Those of us old enough recall when the Iowa Republican Party stood for local control of schools. It disturbs our nostalgia that the contemporary GOP controlling the statehouse has taken to prescribing specifically what shall not be taught, and how things are taught. Thou shalt not teach divisive concepts, for example. Up pops a bill this session endorsed by the governor that bans certain forms of reading instruction, and prescribes that children shall be taught on a system built around phonics.
This should be unsettling to us steeped in the old-fashioned conservative principle of letting school boards and the superintendent decide what is taught and how, in consultation with teachers, curriculum directors and principals. That was the system, apparently abandoned, that put Iowa Number One in literacy for generations.
It should make you nervous when legislators, some of whom have to have their clerks write their newsletters, decide how you teach reading and writing. Republican leaders assert a “science-based” reading protocol based on sounding out words: phonics. They want to ban other methods that teach reading based on context and meaning. It smacks of more politics in education and less local control.
This is actually a topic where we have standing.
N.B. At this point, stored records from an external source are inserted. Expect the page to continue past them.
Issue #270, opened 2023-06-06
Validator Registration Runner needlessly uses qbft controller


GalRogozinski:
### Description
  
 Currently `ssv` has a hotfix that looks like #267. It should be solved in a different way.
 
 Do one of the following:
  
1) Write different logic for `func (r *ValidatorRegistrationRunner) StartNewDuty(duty *types.Duty)`. In the long run refactor more deep and have frameworks for tasks that require only sig aggregation with no consensus.
2) Create a `dumbController` struct that implements the interface to make it clear that we don't run QBFT (it will also stop us from ever accidentally running qbft).

PR #277, opened 2023-06-21
refactor: skip `QBFTController` assertion in `ValidatorRegistrationRunner.StartNewDuty`

moshe-blox:
This PR tackles #267 with a different approach, instead of passing a dummy `QBFTController` to `ValidatorRegistrationRunner`, it overrides the default behavior of `StartNewDuty` to not use the `QBFTController` at all.


ssv/validator_registration.go
```diff
@@ -41,7 +42,13 @@ func NewValidatorRegistrationRunner(
 }
 
 func (r *ValidatorRegistrationRunner) StartNewDuty(duty *types.Duty) error {
-	return r.BaseRunner.baseStartNewDuty(r, duty)
+	// Note: Unlike the other runners, this doesn't call BaseRunner.baseStartNewDuty because
+	// that requires a QBFTController which ValidatorRegistrationRunner doesn't have.
+	if r.HasRunningDuty() {
+		return errors.New("already running duty")
+	}
```
GalRogozinski, line 49: Good addition per our conversation :-)

GalRogozinski (approved):

GalRogozinski:
Fixes #270

alonmuroch:
Why not just replace return b.QBFTController.CanStartInstance() with

if b.QBFTController != nil {
     return b.QBFTController.CanStartInstance()
}
return nil

GalRogozinski:
@moshe-blox 
I think the problem is currently resolved due to changes in #274 
can you validate and close the PR if that is so?

GalRogozinski:
Actually this PR is needed to resolve something else I am working on..
@alonmuroch I don't like your solution because it is error-prone. 

qbft instance shouldn't be nil for duties

GalRogozinski:
Will be merged as part of #295

PR #281, opened 2023-06-27
Additional SSV GetPostState implementations

GalRogozinski:
Add more `getPostState` implementations.
Generate accompanying jsons with `go run ssv/spectest/generate/main.go`

Also adds overrideStateComparisons

### DIFF
--- a/ssv/spectest/generate/main.go
+++ b/ssv/spectest/generate/main.go
@@ -102,7 +102,10 @@ func writeSingleSCJson(path string, testType string, post interface{}) {
 	basedir = filepath.Join(strings.TrimSuffix(basedir, "main.go"), "state_comparison", testType)
 	file := filepath.Join(basedir, fmt.Sprintf("%s.json", path))
 	// try to create directory if it doesn't exist
-	os.MkdirAll(filepath.Dir(file), 0700)
+	if err := os.MkdirAll(filepath.Dir(file), 0700); err != nil {
+		panic(err.Error())
+	}
+
 	if err := os.WriteFile(file, byts, 0644); err != nil {
 		panic(err.Error())
 	}
--- a/ssv/spectest/generate/main.go
+++ b/ssv/spectest/generate/main.go
@@ -100,11 +100,9 @@ func writeSingleSCJson(path string, testType string, post interface{}) {
 		panic("no caller info")
 	}
 	basedir = filepath.Join(strings.TrimSuffix(basedir, "main.go"), "state_comparison", testType)
-
-	// try to create directory if it doesn't exist
-	_ = os.Mkdir(basedir, 0700)
 	file := filepath.Join(basedir, fmt.Sprintf("%s.json", path))
-
+	// try to create directory if it doesn't exist
+	os.MkdirAll(filepath.Dir(file), 0700)
 	if err := os.WriteFile(file, byts, 0644); err != nil {
 		panic(err.Error())
 	}
--- a/ssv/spectest/generate/main.go
+++ b/ssv/spectest/generate/main.go
@@ -4,6 +4,7 @@ import (
 	"encoding/json"
 	"fmt"
 	"github.com/bloxapp/ssv-spec/ssv/spectest/tests"
+	"github.com/bloxapp/ssv-spec/types"
 	"log"
 	"os"
 	"path/filepath"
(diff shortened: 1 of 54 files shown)


ssv/spectest/generate/main.go
```diff
@@ -72,12 +73,23 @@ func clearStateComparisonFolder() {
 }
 
 func writeJsonStateComparison(name, testType string, post interface{}) {
+	postMap, ok := post.(map[string]types.Root)
```
y0sher, line 76: why not pass it as `map[string]types.Root` to the function then ?

ssv/spectest/generate/main.go
```diff
@@ -72,12 +73,23 @@ func clearStateComparisonFolder() {
...
+
+	if ok {
+		for subTestName, postState := range postMap {
+			writeSingleSCJson(filepath.Join(name, subTestName), testType, postState)
+		}
+	} else {
+		writeSingleSCJson(name, testType, post)
+	}
```
y0sher, line 84:
```suggestion
	if !ok {
	    writeSingleSCJson(name, testType, post)
	    return
	}
        for subTestName, postState := range postMap {
	    writeSingleSCJson(filepath.Join(name, subTestName), testType, postState)
	}
```

ssv/spectest/generate/main.go
y0sher: ideally I'd split it to two functions and check before calling. go is meant to be statically typed. Generics introduced not long ago, I think we should either stick to using types or used generics.

types/testingutils/comparable/helpers.go
```diff
@@ -31,3 +35,21 @@ func FixIssue178(input *types.ConsensusData, version spec2.DataVersion) *types.C
 
 	return ret
 }
+
+// UnmarshalSSVStateComparison reads a json derived from 'test' and unmarshals it into 'targetState'
+func UnmarshalSSVStateComparison(testName string, folderName string, targetState types.Root) (types.Root, error) {
```
alonmuroch, line 40: why is this used by just one function? don't we have a bunch of those calls?

ssv/spectest/generate/main.go
GalRogozinski: This is more problematic than it first seems.
`post` is received from `GetPostState()` that returns an `interface{}`

`GetPostState()` is an interface function that sometimes returns a `map[string]types.Root`, and sometimes returns `types.Root` (it may also return a slice for now, but it should be deprecated).

Since the point is to not use `interface{}` at all I think to change `getPostState` to always return a `map`. Where we originally returned `Root` it will simply be a map size of 1.

What do you think?

ssv/spectest/generate/main.go
```diff
@@ -88,10 +100,11 @@ func writeJsonStateComparison(name, testType string, post interface{}) {
 		panic("no caller info")
 	}
 	basedir = filepath.Join(strings.TrimSuffix(basedir, "main.go"), "state_comparison", testType)
```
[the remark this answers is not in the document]
GalRogozinski: sure
even though it is a small change in code it is a huge change in the generated files and may cause confusion while we review #274.

So I will do this in another PR

types/testingutils/comparable/helpers.go
GalRogozinski: While adding missing `getPostState()` I was laying down infra for farther refactoring.
Didn't want to do it all now to not distract from #274

ssv/spectest/generate/main.go
GalRogozinski: Opened #283 to track refactoring changed.
I want to solve each issue in ints own PR to cause less disruptions and ensure quality

types/testingutils/comparable/helpers.go
GalRogozinski: Opened #283 to track refactoring changed.
I want to solve each issue in ints own PR to cause less disruptions and ensure quality

ssv/spectest/generate/main.go
y0sher: you could also return some interface or struct that could have both of them. staying with only map sounds ok aswell.

ssv/spectest/generate/main.go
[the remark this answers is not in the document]
y0sher: yeah we can do it in separate PR, though the node might need this to depend on ssv-spec after #274 , currently its not able to load these file. we might find some workaround but its better to get this done quickly.

y0sher (approved):

alonmuroch (approved):

PR #286, opened 2023-07-09
Fix SC dir names and files

GalRogozinski:
### Description

- [x] removes '*' and '.' from dir names
- [x] 'multi_msg_processing_spectest' should create multiple jsons


ssv/spectest/generate/main.go
```diff
@@ -5,6 +5,7 @@ import (
 	"fmt"
 	"github.com/bloxapp/ssv-spec/ssv/spectest/tests"
 	"github.com/bloxapp/ssv-spec/types"
+	comparable2 "github.com/bloxapp/ssv-spec/types/testingutils/comparable"
```
y0sher, line 8: comparable2 could be just comparable

qbft/spectest/generate/main.go
```diff
@@ -4,6 +4,7 @@ import (
 	"encoding/json"
 	"fmt"
 	"github.com/bloxapp/ssv-spec/qbft/spectest/tests"
+	comparable2 "github.com/bloxapp/ssv-spec/types/testingutils/comparable"
```
y0sher, line 7: comparable2 could be just comparable

y0sher (approved):

ssv/spectest/generate/main.go
GalRogozinski: The thing is that `comparable` is a built in type in go.
So that's a bit confusing and that's why the IDEA automatically gives it a different name

There are places in the code where we call it `typescomparable` (because it is in `types` lib).
I think in another PR we need to choose a good name to use thorughout the project.

Any suggestions?

qbft/spectest/generate/main.go
GalRogozinski: ditto

ssv/spectest/generate/main.go
y0sher: since it compares states I guess `state` could be used as name, then using a function from the pkg could look like `state.Comparison`, which is nice. otherwise or if state is used, "statecomp", "compare/comp" just to clash with the stdlib.

GalRogozinski: will do in other PR since it adds lots of changes adding to https://github.com/bloxapp/ssv-spec/issues/283

y0sher (approved):

PR #291, opened 2023-07-13
Json encoding

GalRogozinski:
### Description 

Ensures that `[N]byte` arrays will be marshaled to concise hex strings.
Also the impl will have to 

### Issue
We added custom types. Not sure if it looks so elegant.
I think `ssv` impl will have to use them as well which might be a little weird.
We now use casting to `go-eth2` types.


GalRogozinski:
closing for now

PR #295, opened 2023-07-25
Don't start lower height duty

### LINKED ISSUE #282: When receiving a duty that has a slot smaller or equal to the respective runner's height, don't start it.
### Description

When a duty comes in, it first tries to finish the precon phase (if needed) before entering the consensus phase.
If it stops immediately at the consensus phase because of the height then the node burnt resources for no reason.

Should also stop postconsensus.
This relates to bloxapp/SIPS#28

GalRogozinski:
Fixes #282 

Added to `baseStartNewDuty`  a `ShouldProcessDuty` call  that ensures we are not trying to run a duty of a previous height.


GalRogozinski:
To take this out of draft mode:

- [ ] merge #277 
- [ ] generate json

moshe-blox (approved):

alonmuroch (approved):

PR #296, opened 2023-07-26
Don't broadcast messages if you can't process them

### LINKED ISSUE #288: Stop all runner processing if an instance is stopped
### Description

If an instance is stopped, we should also stop/prevent:
- [ ] broadcasting messages
- [ ] postconsensus processing
- [ ] preconsensus processing

GalRogozinski:
fix #288

### DIFF
--- a/qbft/instance.go
+++ b/qbft/instance.go
@@ -78,6 +78,9 @@ func (i *Instance) Start(value []byte, height Height) {
 }
 
 func (i *Instance) Broadcast(msg *SignedMessage) error {
+	if !i.CanProcessMessages() {
+		return errors.New("instance stopped processing messages")
+	}
 	byts, err := msg.Encode()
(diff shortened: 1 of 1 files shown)


GalRogozinski:
Tests will come at a later PR

y0sher:
> Tests will come at a later PR

IMO if you planning to have tests its better to have them aside the code.

y0sher (approved):
Approving code but again IMO you should add at least one test.

GalRogozinski:
@y0sher 

When we did #274 we didn't add tests. Now we are closing some holes and another PR will concentrate all tests

GalRogozinski:
This doesn't have to be a part of the spec tat attempts to be minimalistic.
A node can choose to not broadcast a message and it won't be a fork.

PR #440, opened 2024-07-01
Add ProcessingMessage structure to QBFT

MatheusFranco99:
## Overview

This PR introduces the `ProcessingMessage` structure to be used in the `qbft` module.

This structure encompasses a `SignedSSVMessage` and its associated decoded `qbft.Message`.

The `SignedSSVMessage` is needed in the `qbft` module due to QBFT justifications, while the cached `qbft.Message` in the structure allows us to remove the decoding duplication behaviour.

### Usage

We avoid using `SignedSSVMessage` in `qbft` as much as possible. The two exceptions are:
- the `qbft.Controller.ProcessMsg` function which is considered the message's entry point to the `qbft` module. This function transforms the `SignedSSVMessage` to a `ProcessingMessage` right away, which is, then, used in the rest of `qbft`.
- the `Instance.Broadcast` function since we broadcast a `SignedSSVMessage` (and not a message to be processed).

Thus, `ProcessingMessage` is used everywhere else, as in `MsgContainer`, `State.ProposalAcceptedForCurrentRound`, and in `Instance` methods.


qbft/generate.go
```diff
@@ -1,4 +1,4 @@
 package qbft
 
 //go:generate rm -f ./messages_encoding.go
-//go:generate go run github.com/ferranbt/fastssz/sszgen --path messages.go --include ./types.go,../types/signer.go,../types/operator.go --exclude-objs OperatorID
+//go:generate go run github.com/ferranbt/fastssz/sszgen --path messages.go --include ./types.go,../types/signer.go,../types/operator.go --exclude-objs OperatorID,ProcessingMessage
```
GalRogozinski, line 4: we don't pass processing message on wire..
why do we need ssz encoding for it?

qbft/messages.go
```diff
@@ -166,3 +166,56 @@ func Sign(msg *Message, operatorID types.OperatorID, operatorSigner types.Operat
...
+func (msg *ProcessingMessage) Validate() error {
+
+	// Validate
+	if err := msg.SignedMessage.Validate(); err != nil {
+		return errors.Wrap(err, "invalid SignedSSVMessage")
+	}
+
+	// Check if the decoded message is correct
+	decodedMsg := &Message{}
+	err := decodedMsg.Decode(msg.SignedMessage.SSVMessage.Data)
```
GalRogozinski, line 200: validation purpose is to validate message that comes from unknown actor on the network (we probably have duplication with p2p message validation)...

I don't think we need to decode all the time in spec

qbft/state.go
```diff
@@ -88,7 +88,7 @@ type State struct {
 	Height                          Height
 	LastPreparedRound               Round
 	LastPreparedValue               []byte
-	ProposalAcceptedForCurrentRound *types.SignedSSVMessage
+	ProposalAcceptedForCurrentRound *ProcessingMessage
```
GalRogozinski, line 91: must we have a state change? This just changes all tests...
If we must it is fine

qbft/generate.go
MatheusFranco99: I've added ProcessingMessage to the excluded objects

qbft/state.go
MatheusFranco99: I can revert to `types.SignedSSVMessage` but this will add again the decoding (only for this variable). What do you think? I have no opinion here

GalRogozinski: where do you do the decoding?
I can't find it

MatheusFranco99: I mean that if we store `ProposalAcceptedForCurrentRound` as a `types.SignedSSVMessage` then once we use it (e.g. for UponPrepare and UponCommit) we will need to decode its content again

GalRogozinski: Here is the old `UponCommit`:
```go
// UponCommit returns true if a quorum of commit messages was received.
// Assumes commit message is valid!
func (i *Instance) UponCommit(signedCommit *types.SignedSSVMessage, commitMsgContainer *MsgContainer) (bool, []byte, *types.SignedSSVMessage, error) {
	// Decode qbft message
	msg, err := DecodeMessage(signedCommit.SSVMessage.Data)
	if err != nil {
		return false, nil, nil, err
	}

	addMsg, err := commitMsgContainer.AddFirstMsgForSignerAndRound(signedCommit)
	if err != nil {
		return false, nil, nil, errors.Wrap(err, "could not add commit msg to container")
	}
	if !addMsg {
		return false, nil, nil, nil // UponCommit was already called
	}

	// calculate commit quorum and act upon it
	quorum, commitMsgs, err := commitQuorumForRoundRoot(i.State, commitMsgContainer, msg.Root, msg.Round)
	if err != nil {
		return false, nil, nil, errors.Wrap(err, "could not calculate commit quorum")
	}
	if quorum {
		fullData := i.State.ProposalAcceptedForCurrentRound.FullData /* must have value there, checked on validateCommit */

		agg, err := aggregateCommitMsgs(commitMsgs, fullData)
		if err != nil {
			return false, nil, nil, errors.Wrap(err, "could not aggregate commit msgs")
		}
		return true, fullData, agg, nil
	}
	return false, nil, nil, nil
}
```

I don't see us decoding

MatheusFranco99: In the current alan branch:
```go
func (i *Instance) uponPrepare(signedPrepare *types.SignedSSVMessage, prepareMsgContainer *MsgContainer) error {
	// ...

	if !HasQuorum(i.State.CommitteeMember, prepareMsgContainer.MessagesForRound(i.State.Round)) {
		return nil // no quorum yet
	}
        // > Here
	proposalMsgAccepted, err := DecodeMessage(i.State.ProposalAcceptedForCurrentRound.SSVMessage.Data)
	if err != nil {
		return err
	}

	proposedRoot := proposalMsgAccepted.Root
	// ...
}

func (i *Instance) BaseMsgValidation(signedMsg *types.SignedSSVMessage) error {
        // ...
        case PrepareMsgType:
		proposedSignedMsg := i.State.ProposalAcceptedForCurrentRound
		if proposedSignedMsg == nil {
			return errors.New("did not receive proposal for this round")
		}

                // > Here
		proposedMsg, err := DecodeMessage(proposedSignedMsg.SSVMessage.Data)
		if err != nil {
			return errors.Wrap(err, "proposal saved for this round is invalid")
		}

		return validSignedPrepareForHeightRoundAndRootIgnoreSignature(
			signedMsg,
			i.State.Height,
			i.State.Round,
			proposedMsg.Root,
			i.State.CommitteeMember.Committee,
		)
	case CommitMsgType:
		proposedMsg := i.State.ProposalAcceptedForCurrentRound
		if proposedMsg == nil {
			return errors.New("did not receive proposal for this round")
		}
		return validateCommit(
			signedMsg,
			i.State.Height,
			i.State.Round,
			i.State.ProposalAcceptedForCurrentRound,
			i.State.CommitteeMember.Committee,
		)
	case RoundChangeMsgType:
	// ...
}
```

We were taught in phonics by the good Sisters who listened to no legislator, and we did well enough by it. We also were taught to read for context and meaning. That’s what leads to comprehension. Certain methods work better with Johnny than they do with Susie. Teachers told legislators that they prefer an all-of-the-above to teaching reading, which is what leads to clear writing. We should listen to the teachers who actually are working with students and know what works. We should be skeptical of legislators who worked with students 30 years ago.
The Iowa Department of Education sets curriculum standards under the governor’s control. Legislation is unnecessary. Reynolds is eroding her own authority by endorsing it.
Increasing reading comprehension is a multi-layered issue that starts with books and parents reading to children daily. It must receive adequate funding. We stress science and math often at the expense of reading, writing, the arts and social studies (if we were to pass a law requiring that something be taught, it would be civics to every eighth-grader). Teachers must receive support from, yes, Area Education Agencies to provide support specialists. We must encourage children to write because it helps them read, and vice versa. Phonics work. So does context. So does taking the handheld device from their hands and replacing it with a book. Reading comprehension improves when students are at least exposed to another language. Their writing improves along with it.
Reading and writing are not as simple as they sound. They are nuanced matters that involve mentors with an ability to understand what works, and giving each child the attention they need. Ordering up a nifty reading answer that has no cost, on its face, is irresistible. Trusting education professionals in a local setting — Storm Lake has different needs than Spencer — is what made Iowa the Education State. That was effective conservatism.